> **TASK DETAILS**
Copy all lines in the data that contain the string "than".

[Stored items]

================================

PR #2353, opened 2019-02-13
Add retries for SES callbacks for recent notifications

allait:
We've seen errors caused by what we suspect is a race condition when
SES callback processing tries to look up the notification before the
sender worker has saved notification reference from the SES POST
response to the database.

This adds a retry for SES callback task if the notification was not
found and the message is less than 10 minutes old and removes the
error log message for notifications older than 3 days (since they
might no longer exist in the notifications table and would've been
marked as failure by then either way).

In order to be able to call retry and silence the error log based on
notification time this change inlines `process_ses_response` and
`update_notification_by_reference` functions into the celery task.
It also removes a lot of defensive error-handling that doesn't appear
to have been triggered in the last few months (for things like missing
keys in SES callback data).

### DIFF
--- a/app/celery/process_ses_receipts_tasks.py
+++ b/app/celery/process_ses_receipts_tasks.py
@@ -1,19 +1,80 @@
-from flask import current_app
+from datetime import datetime, timedelta
+
+import iso8601
+from flask import current_app, json
 from notifications_utils.statsd_decorators import statsd
+from sqlalchemy.orm.exc import NoResultFound
 
-from app import notify_celery
+from app import notify_celery, statsd_client
 from app.config import QueueNames
+from app.clients.email.aws_ses import get_aws_responses
+from app.dao import notifications_dao
+from app.models import NOTIFICATION_SENDING, NOTIFICATION_PENDING
 
-from app.notifications.notifications_ses_callback import process_ses_response
+from app.notifications.notifications_ses_callback import (
+    determine_notification_bounce_type,
+    handle_complaint,
+    _check_and_queue_complaint_callback_task,
+    _check_and_queue_callback_task,
+)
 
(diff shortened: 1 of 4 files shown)


app/celery/process_ses_receipts_tasks.py
```diff
@@ -1,19 +1,80 @@
...
+
+        aws_response_dict = get_aws_responses(notification_type)
+
+        notification_status = aws_response_dict['notification_status']
+        reference = ses_message['mail']['messageId']
+
+        try:
+            notification = notifications_dao.dao_get_notification_by_reference(reference)
+        except NoResultFound:
+            message_time = iso8601.parse_date(ses_message['mail']['timestamp']).replace(tzinfo=None)
```
servingUpAces: Is it guaranteed that the timestamp is in UTC?

allait: All the examples I've seen have a zero offset, so I think so. SES documentation doesn't mention it, but I think it might be implied.

tests/app/celery/test_process_ses_receipts_tasks.py
```diff
@@ -1,40 +1,38 @@
...
 from app.notifications.notifications_ses_callback import remove_emails_from_complaint, remove_emails_from_bounce
 
 from tests.app.db import (
-    create_notification, ses_complaint_callback,
-    ses_notification_callback,
+    create_notification,
+    ses_complaint_callback,
+    create_service_callback_api,
 )
+from tests.app.conftest import sample_notification as create_sample_notification
```
leohemsted: we want to remove these, not add them. Does `tests.app.db.create_notification` not work for you?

================================

> **ANSWER TO THIS EXERCISE**
found and the message is less than 10 minutes old and removes the
error log message for notifications older than 3 days (since they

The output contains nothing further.